Stress CMR cannot be performed on all patients due to the relative or absolute contraindications listed below, this is a problem, especially in patients who either have a pacemaker or severe renal failure.

The acquisition of the images is very sensitive to the rhythm of the heart and scans of patients with atrial fibrillation, bigeminy or trigeminy will sometimes be of low quality and may not be interpretable.

Due to the high contrast between the blood pool and the myocardium it is common to get what looks like a thin subendocardial area of ischaemia called the Gibbs artifact, this however, is less common with newer technology allowing higher resolution imaging.

In patients who have had a previous myocardial infarction or previous coronary artery bypass surgery, the images may be very difficult to interpret and in such cases, the analysis of the scans is performed with the complement of another imaging modality (such as coronary angiography).

==Safety==

It is a non-invasive test as is generally regarded as safe however, there are some patients for whom this is contraindicated and there are a number of potential complications:

===Contraindications===
Contraindications are as follows:
- Any patient who has a contraindication to MRI scanning, especially those with pacemakers
- Patients with severe asthma, as Adenosine may provoke an attack
- Patients with severe renal dysfunction, as the Gadolinium contrast agent poses a very small risk of causing Nephrogenic Systemic Fibrosis (NSF) and is therefore contraindicated when the eGFR is less than 30.
- Patients who have heart block on their ECG before the test, as the Adenosine may make this worse.
- Patients with severe claustrophobia as the MRI scanner is enclosed

===Adverse events===
It is common for the patient to get a number of mild symptoms when they are given the Adenosine infusion, such as feeling hot and sweaty, short of breath, nauseous and noticing that their heart is beating faster.

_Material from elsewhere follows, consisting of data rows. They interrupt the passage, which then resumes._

PR #2227, opened 2025-06-19
IA-4293 notif email bug

quang-le:

Related JIRA tickets : IA-4293

- [x] Are there enough tests?

## Doc
NA
## Changes

- Modify code generating mailing list so that it generates a list of emails i.o a list of ids
- Add `try...except` statements to have the task fail when an email fails to be sent
- Add `terminate_with_error_ method on `Task` model for convenience
- Add tests

## How to test

Manually trigger `send_email_vaccine_authorizations_60_days_expiration_alert` and `send_email_expired_vaccine_authorizations_alert` (needs worker). The tasks should not fail.

To further test that exceptions are raised, run  `expired_vaccine_authorizations_email_alert` and `vaccine_authorizations_60_days_expiration_email_alert` with a badly formatted mailing list. It's dubious this will error on localhost though due to the django config in that env. On the other hand this cases are covered by tests

## Print screen / video
NA

## Notes

```
fix: empty instance pop up

Refs: IA-3665
```

### DIFF
--- a/plugins/polio/tasks/vaccine_authorizations_mail_alerts.py
+++ b/plugins/polio/tasks/vaccine_authorizations_mail_alerts.py
@@ -22,8 +22,6 @@ vaccine_dashboard_link = settings.DNS_DOMAIN
 
 
 def vaccine_authorizations_60_days_expiration_email_alert(vaccine_auths, mailing_list):
-    mail_sent = False
-
     for obj in vaccine_auths:
         account_id = obj.account.id
         next_vaccine_auth = (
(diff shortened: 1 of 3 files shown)


plugins/polio/tests/test_vaccine_authorizations.py
```diff
@@ -1127,3 +1124,93 @@ def test_cant_update_to_validate_if_another_validate(self):
 
         self.assertEqual(response.status_code, 403)
         self.assertEqual(response.data["error"], "A vaccine authorization is already validated for this country")
+
+    # Mock send_mail to raise an exception when receiving invalid recipients
+    def mock_send_mail(self, subject, message, from_email, recipient_list, **kwargs):
+        print("---------------------------------")
+        print("recipients list", recipient_list)
+        print("---------------------------------")
```
kemar:
```suggestion
```

plugins/polio/tasks/vaccine_authorizations_mail_alerts.py
```diff
@@ -35,41 +33,47 @@ def vaccine_authorizations_60_days_expiration_email_alert(vaccine_auths, mailing
...
+                    A new authorization is {next_vaccine_auth}, with an expiry date on {next_vaccine_auth.expiration_date}.
+                    Please take appropriate action as needed. 
+                    Link to the platform vaccine authorization page : {vaccine_dashboard_link}/dashboard/polio/vaccinemodule/nopv2authorisation/accountId/{account_id}/order/-current_expiration_date/pageSize/20/page/1"
+                    RRT team
+                    """,
+                    settings.DEFAULT_FROM_EMAIL,
+                    mailing_list,
+                )
+
+            except Exception as e:
```
kemar, line 52: I'd probably have catched a `smtplib.SMTPRecipientsRefused` (https://docs.python.org/3/library/smtplib.html#smtplib.SMTPRecipientsRefused) because it seems that that's what happened in the Sentry error and it has the advantage of being more specific.

kemar (approved):
LGTM

A few comments but nothing blocking.

PR #2229, opened 2025-06-19
IA-4318 Add a migration to fix form_version_id being null where possible

bmonjoie:
Add a migration to fix form_version_id being null where possible

Related JIRA tickets : IA-4318

## How to test

- Check if you have Instance without FormVersion, if not, put the form_version to null directly in the database
- Apply the migration
- Check that the FormVersion is correctly set now

```
fix: empty instance pop up

Refs: IA-3665
```


iaso/migrations/0328_auto_20250619_1436.py
```diff
@@ -0,0 +1,40 @@
...
+from django.db.models.expressions import RawSQL
+
+
+def migrate_data_forward(apps, schema_editor):
+    chunk_size = 10000
+    Instance = apps.get_model("iaso", "Instance")
+
+    instances = (
+        Instance.objects.filter(form_version__isnull=True)
+        .filter(json__isnull=False)
```
tdethier:
```suggestion
        Instance.objects.filter(form_version__isnull=True, json__isnull=False)
```

kemar:
~Do we have a Jira issue for this?~

I created one IA-4318

iaso/migrations/0328_auto_20250619_1436.py
```diff
@@ -0,0 +1,42 @@
...
+        .iterator(chunk_size=chunk_size)
+    )
+
+    instance_to_update = []
+    for instance in instances:
+        if not instance.annotated_form_version_id:
+            continue
+        instance.form_version_id = instance.annotated_form_version_id
+        instance_to_update.append(instance)
+        if len(instance_to_update) > chunk_size:
```
tdethier:
```suggestion
        if len(instance_to_update) >= chunk_size:
```

I'm not sure if this is going to improve anything, but with `>` bulk updates will be triggered once we have 10001 elements, which means fetching 2 chunks from the iterator instead of 1

tdethier (approved):
I don't have any example of this in my local setup, so it's a bit difficult to test. 

The logic and optimization sound good though

PR #2230, opened 2025-06-19
[IA-4301] Add OrgUnit.code + constraint

tdethier:
Added `OrgUnit.code` + unicity constraint + tests

Related JIRA tickets : IA-4301, IA-4030 (epic)

- [x] Are there enough tests?

## Doc

/

## Changes

Added a new attribute to `OrgUnit` + constraint + tests

## How to test

- Go to the admin page
- Add values to the `code` field
- Test using the same `code` value in multiple OrgUnits that are in the same SourceVersion, it should trigger an error

## Print screen / video

`code` in admin panel:
image

Constraint error in admin panel:
image

## Notes

See Jira epic for further developments on this

```
fix: empty instance pop up

Refs: IA-3665
```


iaso/models/org_unit.py
```diff
@@ -319,6 +319,7 @@ class OrgUnit(TreeModel):
     default_image = models.ForeignKey(
         "iaso.InstanceFile", on_delete=models.SET_NULL, null=True, blank=True, related_name="default_for_org_units"
     )
+    code = models.TextField(blank=True, db_index=True)  # DHIS2 code
```
quang-le, line 322: What's the reason for the index?

iaso/tests/models/test_org_unit.py
```diff
@@ -209,6 +209,30 @@ def create_simple_hierarchy(self):
 
         return corrusca, corruscant, first_council, second_council, task_force
 
+    def test_same_code_different_versions(self):
```
quang-le: Why is not in the same test case as `test_same_code_same_version`?

quang-le (commented):
I`m wondering if we should update the API to avoid having a 500 if, e.g a user tries to update an org unit with a code already in use on the current version.

Also (maybe this is handled in another ticket), we might have UX issues for example when changes the validation status of an org unit witrh code to `REJECTED` then wants to assign the same code to a `VALID` org unit. Maybe, the constraint should take the validation status into account? (I honestly don't know)

iaso/models/org_unit.py
tdethier: We will need to do some searches based on this field (in another ticket - IA-4305)

iaso/tests/models/test_org_unit.py
tdethier: I put `test_same_code_same_version` in `OrgUnitModelDbTestCase` because of the class description (testing constraints) and because I wanted to make sure that I raise an exception.

This test was more about making sure that the "standard" behavior works fine, but you're right it's also related to the constraint in a way. I can move it if you want.

tdethier:
> I`m wondering if we should update the API to avoid having a 500 if, e.g a user tries to update an org unit with a code already in use on the current version.

Right now, there's no way for users to update codes, so it's ok. It will be done in another ticket (IA-4304), but it's true - we should make sure that this scenario is covered.

>Also (maybe this is handled in another ticket), we might have UX issues for example when changes the validation status of an org unit witrh code to REJECTED then wants to assign the same code to a VALID org unit. Maybe, the constraint should take the validation status into account? (I honestly don't know)

That's a good point, we had not thought of this scenario before. I will discuss it with Claire.

iaso/tests/models/test_org_unit.py
quang-le: No I was just curious

iaso/tests/models/test_org_unit.py
quang-le, line 1: I would a test that raises the `IntegrityError` where:
- We have a valid and a new org unit on the same version with the same code
- We try to switch the new org unit to valid

I think that's a use case we'll need to handle in the API and the UI as well later on

quang-le (changes requested):
one more little test please 😄

quang-le (approved):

These, if they occur, resolve rapidly (normally within 60 seconds) after the Adensoine infusion has stopped.

There are a number of more serious and much less common side effects, including transient heart block, bronchoconstriction and a 1 in 10,000 risk of anaphylaxis caused by the gadolinium contrast agent. These can invariably be successfully treated with no long term side effects.

Adenosine infusion is associated with some very rare but very serious side effects, including acute pulmonary oedema and cardiac arrest (occurring in ≈1 in 1000 patients).